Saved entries
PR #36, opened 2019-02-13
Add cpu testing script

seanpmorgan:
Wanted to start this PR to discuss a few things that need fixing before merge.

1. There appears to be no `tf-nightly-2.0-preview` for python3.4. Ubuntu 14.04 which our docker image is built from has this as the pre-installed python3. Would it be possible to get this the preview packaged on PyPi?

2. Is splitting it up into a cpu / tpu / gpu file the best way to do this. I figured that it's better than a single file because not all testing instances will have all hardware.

...

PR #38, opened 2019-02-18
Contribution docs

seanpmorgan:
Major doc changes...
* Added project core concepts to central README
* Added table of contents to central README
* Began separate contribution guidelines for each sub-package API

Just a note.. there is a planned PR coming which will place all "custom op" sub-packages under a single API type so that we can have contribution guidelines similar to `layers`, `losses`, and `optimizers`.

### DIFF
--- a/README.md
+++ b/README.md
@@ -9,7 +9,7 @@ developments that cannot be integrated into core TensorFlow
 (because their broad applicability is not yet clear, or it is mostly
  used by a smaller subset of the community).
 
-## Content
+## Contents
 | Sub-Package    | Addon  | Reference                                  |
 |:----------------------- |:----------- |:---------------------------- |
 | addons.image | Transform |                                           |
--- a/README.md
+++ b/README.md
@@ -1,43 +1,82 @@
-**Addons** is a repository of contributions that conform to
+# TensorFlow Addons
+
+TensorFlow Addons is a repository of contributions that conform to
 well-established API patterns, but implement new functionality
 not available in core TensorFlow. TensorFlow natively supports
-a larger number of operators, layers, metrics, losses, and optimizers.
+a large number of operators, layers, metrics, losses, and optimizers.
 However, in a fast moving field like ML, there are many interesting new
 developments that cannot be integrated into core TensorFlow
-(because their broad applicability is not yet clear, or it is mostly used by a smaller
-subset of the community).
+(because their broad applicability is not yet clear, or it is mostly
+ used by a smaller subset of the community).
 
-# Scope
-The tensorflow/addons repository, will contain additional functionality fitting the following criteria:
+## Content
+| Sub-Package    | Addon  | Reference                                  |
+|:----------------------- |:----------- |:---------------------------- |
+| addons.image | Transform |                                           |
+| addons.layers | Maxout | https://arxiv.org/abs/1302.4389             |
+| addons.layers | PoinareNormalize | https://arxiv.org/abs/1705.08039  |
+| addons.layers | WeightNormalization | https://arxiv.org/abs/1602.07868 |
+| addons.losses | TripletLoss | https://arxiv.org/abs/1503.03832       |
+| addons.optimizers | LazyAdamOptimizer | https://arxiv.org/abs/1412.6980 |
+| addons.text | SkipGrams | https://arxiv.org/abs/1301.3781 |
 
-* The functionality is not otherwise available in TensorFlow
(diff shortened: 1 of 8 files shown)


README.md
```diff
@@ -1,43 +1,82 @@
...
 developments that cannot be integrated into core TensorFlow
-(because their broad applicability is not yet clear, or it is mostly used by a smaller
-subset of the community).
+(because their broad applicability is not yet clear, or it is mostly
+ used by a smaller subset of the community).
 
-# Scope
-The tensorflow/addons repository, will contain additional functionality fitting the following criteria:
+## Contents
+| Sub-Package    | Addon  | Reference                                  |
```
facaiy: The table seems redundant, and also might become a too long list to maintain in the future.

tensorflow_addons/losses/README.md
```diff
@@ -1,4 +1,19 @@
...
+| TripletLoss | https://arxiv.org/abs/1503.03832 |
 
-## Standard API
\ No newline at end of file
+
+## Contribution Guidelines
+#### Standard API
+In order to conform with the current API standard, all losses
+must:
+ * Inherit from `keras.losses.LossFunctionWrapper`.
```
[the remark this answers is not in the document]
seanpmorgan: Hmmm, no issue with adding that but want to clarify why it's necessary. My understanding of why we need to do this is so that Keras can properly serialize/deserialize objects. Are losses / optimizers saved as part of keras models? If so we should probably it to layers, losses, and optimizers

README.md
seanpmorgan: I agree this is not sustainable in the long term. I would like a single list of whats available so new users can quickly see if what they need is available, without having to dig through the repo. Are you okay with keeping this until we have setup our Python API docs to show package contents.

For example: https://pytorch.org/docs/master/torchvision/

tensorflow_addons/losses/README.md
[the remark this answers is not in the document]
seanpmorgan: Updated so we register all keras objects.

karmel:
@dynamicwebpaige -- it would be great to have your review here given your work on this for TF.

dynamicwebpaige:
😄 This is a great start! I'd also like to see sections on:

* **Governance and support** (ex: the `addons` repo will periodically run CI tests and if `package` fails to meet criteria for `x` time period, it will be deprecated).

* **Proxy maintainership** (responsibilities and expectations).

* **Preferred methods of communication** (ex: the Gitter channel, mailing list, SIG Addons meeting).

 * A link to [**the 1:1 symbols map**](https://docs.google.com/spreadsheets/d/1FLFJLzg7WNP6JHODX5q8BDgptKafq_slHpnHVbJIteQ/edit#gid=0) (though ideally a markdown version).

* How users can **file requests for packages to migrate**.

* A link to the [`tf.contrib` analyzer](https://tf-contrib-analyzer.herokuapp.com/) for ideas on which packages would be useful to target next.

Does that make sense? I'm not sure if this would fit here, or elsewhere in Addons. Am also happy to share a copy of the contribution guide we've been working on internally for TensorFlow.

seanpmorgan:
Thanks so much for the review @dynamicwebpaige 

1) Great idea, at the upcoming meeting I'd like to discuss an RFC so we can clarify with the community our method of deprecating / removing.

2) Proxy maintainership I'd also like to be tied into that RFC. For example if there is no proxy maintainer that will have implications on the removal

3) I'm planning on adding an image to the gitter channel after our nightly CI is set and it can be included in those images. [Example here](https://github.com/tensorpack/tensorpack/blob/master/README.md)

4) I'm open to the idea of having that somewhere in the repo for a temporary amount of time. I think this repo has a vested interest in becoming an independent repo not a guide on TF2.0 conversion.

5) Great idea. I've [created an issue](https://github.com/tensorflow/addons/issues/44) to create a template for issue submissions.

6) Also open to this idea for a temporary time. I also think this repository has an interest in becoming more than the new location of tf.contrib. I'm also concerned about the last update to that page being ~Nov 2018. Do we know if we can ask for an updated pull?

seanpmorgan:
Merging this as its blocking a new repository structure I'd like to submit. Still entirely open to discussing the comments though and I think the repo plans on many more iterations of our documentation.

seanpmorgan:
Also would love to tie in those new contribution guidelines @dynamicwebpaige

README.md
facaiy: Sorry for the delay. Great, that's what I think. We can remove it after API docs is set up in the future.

» **Task prompt**:
The answer is the lines above between the line holding "PR #36, opened 2019-02-13" and the line holding "2. Is splitting", inclusive, each written out exactly, and no others.

» **Finished task**:
PR #36, opened 2019-02-13
Add cpu testing script

seanpmorgan:
Wanted to start this PR to discuss a few things that need fixing before merge.

1. There appears to be no `tf-nightly-2.0-preview` for python3.4. Ubuntu 14.04 which our docker image is built from has this as the pre-installed python3. Would it be possible to get this the preview packaged on PyPi?

2. Is splitting it up into a cpu / tpu / gpu file the best way to do this. I figured that it's better than a single file because not all testing instances will have all hardware.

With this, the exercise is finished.